= Noncommutative torus =

In mathematics, and more specifically in the theory of C*-algebras, the noncommutative tori A_{θ}, also known as irrational rotation algebras for irrational values of θ, form a family of noncommutative C*-algebras which generalize the algebra of continuous functions on the 2-torus. Many topological and geometric properties of the classical 2-torus have algebraic analogues for the noncommutative tori, and as such they are fundamental examples of a noncommutative space in the sense of Alain Connes.

== Definition ==
For any irrational real number θ, the noncommutative torus $A_\theta$ is the C*-subalgebra of $B(L^2(\mathbb{R}/\mathbb{Z}))$, the algebra of bounded linear operators on square-integrable functions on the unit circle $S^1 \subset \mathbb{C}$, generated by two unitary operators $U, V$ defined as$$\begin{align}
U(f)(z) &= z f(z) \\
V(f)(z) &= f(ze^{-2\pi i \theta}).
\end{align}$$A quick calculation shows that VU = e^{−2π i θ}UV.

== Alternative characterizations ==
- Universal property: A_{θ} can be defined (up to isomorphism) as the universal C*-algebra generated by two unitary elements U and V satisfying the relation VU = e^{2π i θ}UV. This definition extends to the case when θ is rational.

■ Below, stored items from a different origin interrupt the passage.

PR #1119, opened 2020-01-07
Fix example form submission prevention

36degrees:
I'm unclear how this wasn't picked up by CI in #1116 but we removed the `app-example-page` class from full page examples, which this Javascript relies on to prevent form submissions within examples.

As this is only included in full page examples, we can just initialise on the whole document.


36degrees:
This fixes the tests on master which are currently failing (so the changes in #1116 haven't been rolled out yet)

Issue #1104, opened 2019-12-17
Contact a department or service team pattern - address markup


adamliptrot-oc:
It feels like using a list for an address will be overly verbose for a screen-reader, especially on the second example where it is a list inside a list (not clear on the reason for this nesting, or if this is simply an error).
https://design-system.service.gov.uk/patterns/contact-a-department-or-service-team/all-contact-information/index.html

With the current markup this is what you get on NVDA:

> “heading level 3”
> “Address”
> “list with 1 item”
> “list with 3 items”
> “49 to 53 Cherry Street”
> “London”
> “AB1 2DC”
> “out of list”
> “out of list”

From what I’m aware the `address` element is now approved for use for postal addresses.
https://www.w3.org/TR/html52/grouping-content.html#elementdef-address

On Slack @nickcolley has suggested the system is following the WHATWG rather than the W3C with regards the `address` element so would prefer to steer clear of this usage.

However WHATWG does show an example of using `br` tags to format an address which would clean this up significantly.

> The following example is correct usage of the br element:
> `<p>P. Sherman<br>`
> `42 Wallaby Way<br>`
> `Sydney</p>`

https://html.spec.whatwg.org/multipage/text-level-semantics.html#the-br-element

nickcolley:
Just for context, we are following the WHATWG specficiation based on the W3C and WHATWG coming together to agree to collaborate.

> - W3C and WHATWG work together on HTML and DOM, in the WHATWG repositories, to produce a Living Standard and Recommendation/Review Draft-snapshots
> - WHATWG maintains the HTML and DOM Living Standards

https://www.w3.org/blog/2019/05/w3c-and-whatwg-to-work-together-to-advance-the-open-web-platform/

nickcolley:
Heya @adamliptrot-oc :)

We've chatted about this as a team, we think we're going to simplify these to use your suggestion of a paragraph with line breaks.

In terms of the address element, since the specifications are not in agreement we want to do some more investigation and see if we can see if WHATWG intend on adopting the more user focused W3C definition. Based on that we'll think about updating this pattern.

nickcolley:
Looking into this.

W3C has an updated address definition more recently updated than WHATWG's definition. You can see their change here: https://github.com/w3c/html/issues/606

WHATWG have an open issue to adopt this definition: https://github.com/whatwg/html/issues/2107

I believe that W3C intends for WHATWG to be the definitive source going forwards, so we should look for updates there.

[...]

PR #1120, opened 2020-01-07
Simplify contact a department or service team pattern markup

nickcolley:
Update the address in the pattern to use a simpler paragraph rather than an nested list.

Thanks to [@adamliptrot-oc](https://github.com/adamliptrot-oc) for proposing this change.

Also update the Twitter credentials as a list with one item is not necessary.

Closes https://github.com/alphagov/govuk-design-system/issues/1104

### DIFF
--- a/src/patterns/contact-a-department-or-service-team/all-contact-information/index.njk
+++ b/src/patterns/contact-a-department-or-service-team/all-contact-information/index.njk
@@ -37,20 +37,16 @@ layout: layout-example.njk
 
 <h3 class="govuk-heading-s">Address</h3>
 
-<ul class="govuk-list">
-  <li>
-    <ul class="govuk-list">
-      <li>49 to 53 Cherry Street</li>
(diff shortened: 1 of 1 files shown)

In particular when θ = 0, A_{θ} is isomorphic to continuous functions on the 2-torus by the Gelfand transform.
- Irrational rotation algebra: Let the infinite cyclic group Z act on the circle S^{1} by the rotation action by angle 2πiθ. This induces an action of Z by automorphisms on the algebra of continuous functions C(S^{1}). The resulting C*-crossed product C(S^{1}) ⋊ Z is isomorphic to A_{θ}. The generating unitaries are the generator of the group Z and the identity function on the circle z : S^{1} → C.
- Twisted group algebra: The function σ : Z^{2} × Z^{2} → C; σ((m,n), (p,q)) = e^{2πinpθ} is a group 2-cocycle on Z^{2}, and the corresponding twisted group algebra C*(Z^{2}; σ) is isomorphic to A_{θ}.

== Properties ==
- Every irrational rotation algebra A_{θ} is simple, that is, it does not contain any proper closed two-sided ideals other than $\{0\}$ and itself.
- Every irrational rotation algebra has a unique tracial state.
- The irrational rotation algebras are nuclear.

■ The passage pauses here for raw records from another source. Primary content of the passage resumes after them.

PR #1124, opened 2020-01-10
SPIKE GitHub integration for backlog

nickcolley:
To run:

1. create private github token
2. add a new file in root called .env and set GITHUB_TOKEN=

== Classification and K-theory ==
The K-theory of A_{θ} is Z^{2} in both even dimension and odd dimension, and so does not distinguish the irrational rotation algebras. But as an ordered group, K_{0} ≃ Z + θZ. Therefore, two noncommutative tori A_{θ} and A_{η} are isomorphic if and only if either θ + η or θ − η is an integer.

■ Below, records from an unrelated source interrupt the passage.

PR #1131, opened 2020-01-15
Update team page

kellylee-gds:
Add Joe Lanman to list.

### DIFF
--- a/src/design-system-team.md.njk
+++ b/src/design-system-team.md.njk
@@ -15,7 +15,7 @@ If you want to contact the team you can
 ## Members
 
 - Hanna Laakso – Frontend Developer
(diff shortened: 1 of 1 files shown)


src/design-system-team.md.njk
```diff
@@ -15,6 +15,7 @@ If you want to contact the team you can
 ## Members
 
 - Hanna Laakso – Frontend Developer
+- Joe Lanman - Lead Interaction Designer
```
nickcolley:
```suggestion
- Joe Lanman – Lead Interaction Designer
```

nickcolley: Tiny thing but to keep things consistent we can use an endash rather than a hyphen here.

Two irrational rotation algebras A_{θ} and A_{η} are strongly Morita equivalent if and only if θ and η are in the same orbit of the action of SL(2, Z) on R by linear fractional transformations. In particular, the noncommutative tori with θ rational are Morita equivalent to the classical torus. On the other hand, the noncommutative tori with θ irrational are simple C*-algebras.